Segment Start: DATA SECTION

PR #5882, opened 2024-07-15
fix(portal): Disable submit button for synchronous forms upon submit

### LINKED ISSUE #5881: "Request sign in token" UX papercuts
- Button does not update state when clicked, leading to a two-second UI "lag" before any indication to the user the submission has succeeded
- Lower the limit from `10` emails to `3` because `10` emails is "too many" and leads to the assumption there is _no_ rate limit, which erodes trust.

refs https://firezonehq.slack.com/archives/C06PGF8UUCF/p1721064628629459

jamilbk:
https://github.com/user-attachments/assets/3b7153c5-4c08-470b-9258-fadc08a12be8

The `cursor-wait` graphic is corrupted due to a Quicktime recording bug, but it's working live.

Fixes #5881


elixir/apps/web/lib/web/components/form_components.ex
```diff
@@ -580,4 +581,16 @@ defmodule Web.FormComponents do
...
+  # acknowledged by the server. After that, it's restored, even if the form itself is still
+  # submitting. This is a problem when the form is slow to submit, as the user can press the
+  # button again, causing the form to submit twice. This happens on auth pages where the submission
+  # is synchronous and takes a constant time. So we use custom JS to disable the button instead,
+  # fixing UX.
+  # This is only useful for synchronous form submissions.
+  def disable_button(js \\ %JS{}, id) do
+    js
+    |> JS.add_class("opacity-75 cursor-wait", to: "##{id}")
+  end
```
bmanifold: In testing this out, it seems we may want to be careful with this.  As an example, if you just click the `Request Sign In Token` button with no value in the input, the cursor changes to a 'waiting' status and stays that way.

Also, in reading through the Phoenix docs, it seems like Phoenix should already be doing what we're wanting.  Here's a small excerpt from the [docs page](https://hexdocs.pm/phoenix_live_view/form-bindings.html):
```
On completion of server processing of the phx-submit event:
  1. The submitted form is reactivated and loses the "phx-submit-loading" class
  2. ...
```
It's the '...completion of server processing...' part that has me thinking, is there a chance there's something else going on with our form that's prematurely changing the `phx-disable-with` text back earlier than it should?  The docs make it sound like it should be more than just an acknowledgement that would reset the `phx-disable-with` attribute, but perhaps I'm reading too much in to it.

jamilbk: Yeah, I thought that might be the case too, but the only difference I've found between forms this works for and forms it doesn't is whether they're synchronous.

I'll take another look into it this morning.

AndrewDryga: We should not bind this to button's `phx-click` but to `phx-submit` of the form.

jamilbk: I'm not sure phx-disable-with is designed to work with synchronous submissions? The "server response" in this case happens immediately because the handler is synchronous.

jamilbk: On that note, was there a specific reason we aren't using liveview navigation for these? IIRC it's to handle the user refreshing on the sign in pages but not sure.

jamilbk: This has been updated to use `phx-submit` and a new hook to disable the submit button, with a reset back to normal state just in case the request fails or something.

elixir/apps/web/lib/web/controllers/auth_controller.ex
```diff
@@ -161,7 +161,7 @@ defmodule Web.AuthController do
     )
     |> Web.Mailer.deliver_with_rate_limit(
       rate_limit_key: {:sign_in_link, identity.id},
-      rate_limit: 10,
+      rate_limit: 3,
```
jamilbk, line 164: 3 in 15m should be enough email attempts, considering that they can use the most recent one even if they unsuccessfully tried to request a new one, right?

jamilbk:
I believe this is ready for another review

elixir/apps/web/lib/web/controllers/auth_controller.ex
bmanifold: 3 seems reasonable to me

AndrewDryga (approved):

PR #5884, opened 2024-07-16
refactor(clients): init `PhoenixChannel` in upper layers

thomaseizinger:
This represents a step towards #3837. Eventually, we'd like the abstractions of `Session` and `Eventloop` to go away entirely. For that, we need to thin them out.

The introduction of `ConnectArgs` was already a hint that we are passing a lot of data across layers that we shouldn't. To avoid that, we can simply initialise `PhoenixChannel` earlier and thus each callsite can specify the desired configuration directly.

I've left `ConnectArgs` intact to keep the diff small.

### DIFF
--- a/rust/connlib/clients/apple/src/lib.rs
+++ b/rust/connlib/clients/apple/src/lib.rs
@@ -194,6 +194,7 @@ impl WrappedSession {
             .enable_all()
             .build()
             .map_err(|e| e.to_string())?;
+        let _guard = runtime.enter(); // Constructing `PhoenixChannel` requires a runtime context.
 
         let args = ConnectArgs {
             private_key,
--- a/rust/connlib/clients/apple/src/lib.rs
+++ b/rust/connlib/clients/apple/src/lib.rs
@@ -216,7 +216,6 @@ impl WrappedSession {
         )
         .map_err(|e| e.to_string())?;
         let session = Session::connect(args, portal, runtime.handle().clone());
-        let _enter = runtime.enter();
         session.set_tun(Tun::new().map_err(|e| e.to_string())?);
 
         Ok(Self {
--- a/rust/connlib/clients/apple/src/lib.rs
+++ b/rust/connlib/clients/apple/src/lib.rs
@@ -3,12 +3,15 @@
 
 mod make_writer;
 
+use backoff::ExponentialBackoffBuilder;
 use connlib_client_shared::{
     callbacks::ResourceDescription, file_logger, keypair, Callbacks, ConnectArgs, Error, LoginUrl,
     Session, Tun, V4RouteList, V6RouteList,
 };
+use connlib_shared::get_user_agent;
 use ip_network::{Ipv4Network, Ipv6Network};
-use secrecy::SecretString;
+use phoenix_channel::PhoenixChannel;
+use secrecy::{Secret, SecretString};
 use std::{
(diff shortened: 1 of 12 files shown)


rust/connlib/clients/shared/src/lib.rs
```diff
@@ -56,12 +48,13 @@ impl Session {
     /// This connects to the portal a specified using [`LoginUrl`] and creates a wireguard tunnel using the provided private key.
     pub fn connect<CB: Callbacks + 'static>(
         args: ConnectArgs<CB>,
+        portal: PhoenixChannel<(), IngressMessages, ReplyMessages>,
```
ReactorScram, line 51: 👀 👀 
Is this the spot where I could inject fake portal messages and do tests with a full Client with real platform-specific I/O without needing to run a real Elixir portal?

rust/connlib/clients/apple/src/lib.rs
```diff
@@ -191,21 +194,28 @@ impl WrappedSession {
             .enable_all()
             .build()
             .map_err(|e| e.to_string())?;
+        let _guard = runtime.enter(); // Constructing `PhoenixChannel` requires a runtime context.
```
ReactorScram, line 197: Should be fine since the portal connection starts early and it will be very obvious in the first minute of any smoke test if this line were to go missing

ReactorScram (approved):
If this means we can set up a mock portal easily in Client test code (e.g. add resources, make sure DNS control and routes and all my currently-not-covered code works) without a real portal, then I like it a lot.

But it does look like some duplication. Things like the phoenix topic and the exponential backoff are nearly the same in most of the Clients. In a future PR we can abstract those behind a `PhoenixBuilder` or something, right?

thomaseizinger:
> If this means we can set up a mock portal easily in Client test code (e.g. add resources, make sure DNS control and routes and all my currently-not-covered code works) without a real portal, then I like it a lot.

You can already do this today: Just instantiate a `Tunnel` and use it. The issue you'll run into is that, unless you instruct it how to set up a connection to a gateway, it won't route any packets (where to?) so I am not sure where the benefit is in having some of the IO components in the test path here.

`Tun` and all the set routes stuff lives in upper layers now so you should be able to write tests that just use that (like we did for the Windows benchmark).

Our tests are structured to:

- Thoroughly test without any IO: that is the proptests
- Integration test individual IO bits (`Tun` and `Sockets`): We don't have those currently
- e2e tests of some bigger scenarios: We do these in CI but only for Windows

Tests that do some IO + "logic" don't really fit in there well because IO tends to attract more IO and then the tests become brittle.

Let's chat later about what things you'd like to test that are currently uncovered.

conectado (approved):

thomaseizinger:
@conectado Could you smoke test this on MacOS for me? 🙏

thomaseizinger:
@ReactorScram I am not on top of the latest things we cover in CI for Windows. Is there any smoke test that checks we can bring up a TUN device on Windows?

conectado:
> @conectado Could you smoke test this on MacOS for me? 🙏

Manually ran this and did some roaming, seems to work alright! Do you have some specific test in mind?

thomaseizinger:
> > @conectado Could you smoke test this on MacOS for me? 🙏
> 
> Manually ran this and did some roaming, seems to work alright! Do you have some specific test in mind?

Just whether it starts up, I am only worried about the FFI layer.

PR #5885, opened 2024-07-16
refactor(connlib): remove `Callbacks` from `Tunnel`

thomaseizinger:
Following the removal of the return type from the callback functions in #5839, we can now move the use of the `Callbacks` one layer up the stack and decouple them entirely from the `Tunnel`.

### DIFF
--- a/rust/connlib/tunnel/src/client.rs
+++ b/rust/connlib/tunnel/src/client.rs
@@ -13,7 +13,7 @@ use connlib_shared::messages::{
     GatewayId, Interface as InterfaceConfig, IpDnsServer, Key, Offer, Relay, RelayId,
     RequestConnection, ResourceId, ReuseConnection,
 };
-use connlib_shared::{callbacks, Callbacks, DomainName, PublicKey, StaticSecret};
+use connlib_shared::{callbacks, DomainName, PublicKey, StaticSecret};
 use ip_network::{IpNetwork, Ipv4Network, Ipv6Network};
 use ip_network_table::IpNetworkTable;
 use ip_packet::{IpPacket, MutableIpPacket, Packet as _};
@@ -45,10 +45,7 @@ const DNS_SENTINELS_V6: &str = "fd00:2021:1111:8000:100:100:111:0/120";
 // is 30 seconds. See resolvconf(5) timeout.
 const IDS_EXPIRE: std::time::Duration = std::time::Duration::from_secs(60);
 
-impl<CB> ClientTunnel<CB>
-where
-    CB: Callbacks + 'static,
-{
+impl ClientTunnel {
     pub fn set_resources(&mut self, resources: Vec<ResourceDescription>) {
         self.role_state.set_resources(resources);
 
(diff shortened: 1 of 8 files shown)


rust/connlib/tunnel/src/client.rs
```diff
@@ -45,18 +45,22 @@ const DNS_SENTINELS_V6: &str = "fd00:2021:1111:8000:100:100:111:0/120";
...
     pub fn set_resources(&mut self, resources: Vec<ResourceDescription>) {
         self.role_state.set_resources(resources);
-        self.callbacks.on_update_routes(
-            self.role_state.routes().filter_map(utils::ipv4).collect(),
-            self.role_state.routes().filter_map(utils::ipv6).collect(),
-        );
-        self.callbacks
-            .on_update_resources(self.role_state.resources());
+
+        // FIXME: It would be good to add this event from _within_ `set_resources` but we don't want to emit duplicates.
```
ReactorScram: I was wondering about this when reviewing the other PR for changing `add_resources` and `remove_resources` to `add_resource` and `remove_resource`.

It looks like the Client ultimately just gets a couple `update_routes` and one big `update_resources` callback, so somewhere those are de-duplicated, even though internally the resources are added one by one?

ReactorScram (approved):
So this is part of the large ongoing move from callbacks and `async` style to event loop / event stream and sans-IO style throughout the entire codebase?

I didn't look closely but LGTM

rust/connlib/tunnel/src/client.rs
```suggestion
        // FIXME: It would be good to add this event from _within_ `ClientState` but we don't want to emit duplicates.
```

conectado: isn't this the same if you move the below 2 functions to the end of `set_routes`? We needed this outside just because we needed access to `callbacks`.

conectado: I guess the problem is if `add_resources` and `remove_resources` emit the same event this would emit duplicates. Right? One solution would be to implement `add_resources` and `remove_resources` based on `set_resources` instead of the other way around.

conectado (approved):
LGTM! honestly I'd expected that this would be a much more complex PR

thomaseizinger:
> LGTM! honestly I'd expected that this would be a much more complex PR

Been chipping away at this for a while 😁

rust/connlib/tunnel/src/client.rs
thomaseizinger: > I guess the problem is if `add_resources` and `remove_resources` emit the same event this would emit duplicates. Right? One solution would be to implement `add_resources` and `remove_resources` based on `set_resources` instead of the other way around.

Yes! I realised we can do #5886 too, maybe that makes things a bit easier.

thomaseizinger:
> So this is part of the large ongoing move from callbacks and `async` style to event loop / event stream and sans-IO style throughout the entire codebase?

Pretty much yeah! It should hopefully allow us to have less layers between platform-specific and platform-generic code. My vision is for client-code to directly interact with `Tunnel`, esp. the Rust clients.

PR #5886, opened 2024-07-16
refactor(connlib): deal with resources one at a time

thomaseizinger:
The two primary users of the `add_resources` and `remove_resources` are the client's eventloop and the `tunnel_test`. Both of them only ever pass a single resource at a time.

It is thus simpler to remove the inner loop from within `ClientState` and simply process a single resource at a time.


rust/connlib/tunnel/src/client.rs
```diff
@@ -893,103 +893,97 @@ impl ClientState {
...
-        );
+        for resource in HashSet::from_iter(new_resources.iter().cloned())
+            .difference(&HashSet::<ResourceDescription>::from_iter(
+                self.resource_ids.values().cloned(),
+            ))
+            .cloned()
+        {
+            self.add_resource(resource)
+        }
     }
```
ReactorScram: Here I'm seeing this (as pseudocode):
- Clone `new_resources` even though we own it
- Put that into a `HashSet`
- Clone all our current resources and make those a `HashSet` too
- Diff them
- Add the resources that we don't already have

But since a `ResourceDescription` already contains its own ID, could we not do this and save a few string clones?
- Clone only the IDs of our current resources into a `HashSet<ResourceId>`
- Do `new_resources.into_iter().filter()` with the `HashSet<ResourceId>` to get an owned iterator of resources that we don't already have
- Add the resources that we don't already have

rust/connlib/tunnel/src/client.rs
```diff
@@ -893,103 +893,97 @@ impl ClientState {
...
-        for resource_description in resources {
-            if let Some(resource) = self.resource_ids.get(&resource_description.id()) {
-                if resource.has_different_address(resource_description) {
-                    self.remove_resources(&[resource.id()]);
-                }
+    pub(crate) fn add_resource(&mut self, resource: ResourceDescription) {
+        if let Some(resource) = self.resource_ids.get(&resource.id()) {
+            if resource.has_different_address(resource) {
+                self.remove_resource(resource.id());
             }
```
ReactorScram: Can this ever trigger? Since we only add Resources with different IDs in the above step. Do we test that changing fields on a Resource works?

ReactorScram (approved):
Looks good except for those two questions I had. Approving since it won't auto-merge

rust/connlib/tunnel/src/client.rs
thomaseizinger: Yes and there was actually a bug here because it is using the same variable name :D

rust/connlib/tunnel/src/client.rs
thomaseizinger: I've tried to clarify the implementation with some refactoring, let me know what you think.

thomaseizinger: I realised that we can simplify things here a bit.

thomaseizinger:
@conectado Please have a look at this. I think ever since the DNS refactor, `set_resources` can be simplified because adding a resource that already exists is non-destructive.

rust/connlib/tunnel/src/client.rs
ReactorScram: The new one is much easier to read! But now I see it's not obvious if `add_resource` is idempotent or not. But the ID does not tell us everything, it's actually an upsert, right? 

So:
- If something other than the ID changed, we remove it and add it back
- If nothing changed, we don't remove it, but we do call some lower-level `add` function which probably is idempotent?

thomaseizinger: > * some lower-level `add` function which probably is idempotent?

Yes, we just update entries in a HashMap there. I think we can actually test this by calling `set_resources` as part of roaming in `tunnel_test`, let me fix that real quick.

conectado (approved):
Looks good, honestly I can't remember exactly how this worked before the DNS refactor, but other than overlapping resources, which is already a problem I don't see any problem with this

PR #5891, opened 2024-07-17
chore(connlib): performance improvement for picking cidr resources

conectado:
Extracted from  #5840

Some cleanup on generating IPs and improve performance of picking a host within an IP range by doing some math instead of iterating through the ip range.


rust/connlib/tunnel/src/tests/reference.rs
```diff
@@ -151,7 +151,8 @@ impl ReferenceStateMachine for ReferenceState {
                 |ip4_resources| {
                     icmp_to_cidr_resource(
                         packet_source_v4(state.client.inner().tunnel_ip4),
-                        sample::select(ip4_resources),
+                        sample::select(ip4_resources)
+                            .prop_flat_map(connlib_shared::proptest::host_v4),
```
conectado, line 155: With this we can probably use a bigger CIDR range for our current test :) !but since that might cause overlaps that will make test flaky I will wait for #5840

thomaseizinger (approved):
Nice work on this one!

PR #5892, opened 2024-07-17
test(connlib): always run all assertions

thomaseizinger:
Currently, `tunnel_test` aborts a `Transition` as soon as one assertion fails. This often makes it hard to debug a problem as it can be useful to see which assertions pass and which fail to figure out, what went wrong.

To resolve this, we replace all `assert` macros with either `info!` or `error!` trace events. All "failed assertions" must be logged as `error!`.

Before running these assertions, we temporarily install a custom tracing layer that keeps track of how many `error!` events are emitted. If we emit at least one `error!` event, the layer pancis upon `Drop` which happens at the end of the `check_invariants` function.

### DIFF
--- a/rust/Cargo.lock
+++ b/rust/Cargo.lock
@@ -1477,12 +1477,6 @@ dependencies = [
 ]
 
 [[package]]
-name = "diff"
-version = "0.1.13"
-source = "registry+https://github.com/rust-lang/crates.io-index"
-checksum = "56254986775e3233ffa9c4d7d3faaf6d36a2c09d30b20687e9f88bc8bafc16c8"
-
-[[package]]
 name = "difference"
 version = "2.0.0"
 source = "registry+https://github.com/rust-lang/crates.io-index"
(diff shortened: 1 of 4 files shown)


conectado (approved):
Nice! I like this, some ideas:

It would be nice to add a new macro that takes care of formatting and adding the right `target`, something like `trace_assert_*!` shouldn't be too difficult to add.


Furthermore it'd be nice to keep a way to remember that this is the way to do things, I wonder if we can detect this on a panic hook, maybe we could do some static variable that only is set by `PanicOnErrorEvent` on `Drop`, though I don't know if `Drop` is called after or before the panic hook. I'd be happy to workshop this idea more!

thomaseizinger:
> It would be nice to add a new macro that takes care of formatting and adding the right `target`, something like `trace_assert_*!` shouldn't be too difficult to add.

You mean almost like a `trace_assert_eq`? Good idea! Let's iterate on it :)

Segment End: DATA SECTION

*ASSIGNED TASK:*
Look above for the line containing "though we own it" and the line containing "- Clone only". Transcribe both, with the lines between them, exactly.

*THE ANSWER:*
- Clone `new_resources` even though we own it
- Put that into a `HashSet`
- Clone all our current resources and make those a `HashSet` too
- Diff them
- Add the resources that we don't already have

But since a `ResourceDescription` already contains its own ID, could we not do this and save a few string clones?
- Clone only the IDs of our current resources into a `HashSet<ResourceId>`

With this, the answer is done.